§ WHAT IS EXPECTED:
Write out only the tail of the records, beginning at the line containing "Yes, Common should" and including the last line, exactly as written.

§ INFORMATION:
PR #653, opened 2022-03-30
fix FT0 MC QA

AllaMaevskaya:


AllaMaevskaya:
What is wrong here? Can it be merged?

ktf:
Merging this, it needed a review by someone at top-level because apparently Common/Tasks is apparently not in the CODEOWNERS file. @pzhristov  @iarsene @jgrosseo is that intended?

jgrosseo:
Yes, Common should be approved by @iarsene or me

jgrosseo:
Sorry that we both overlooked it

iarsene:
Sorry for the delay. Please ping me over mattermost if i don't react to the PR.

PR #654, opened 2022-03-31
PWGHF: Lc tree creator process switch for data and adjust range histos Lc task

AnnalenaKa:
This modification adds a process switch in the Lc tree creator task. By default it is set to true to process MC. When the switch is set to false the tables are filled for data processing.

§ RESULT OF THE TASK:
Yes, Common should be approved by @iarsene or me

jgrosseo:
Sorry that we both overlooked it

iarsene:
Sorry for the delay. Please ping me over mattermost if i don't react to the PR.

PR #654, opened 2022-03-31
PWGHF: Lc tree creator process switch for data and adjust range histos Lc task

AnnalenaKa:
This modification adds a process switch in the Lc tree creator task. By default it is set to true to process MC. When the switch is set to false the tables are filled for data processing.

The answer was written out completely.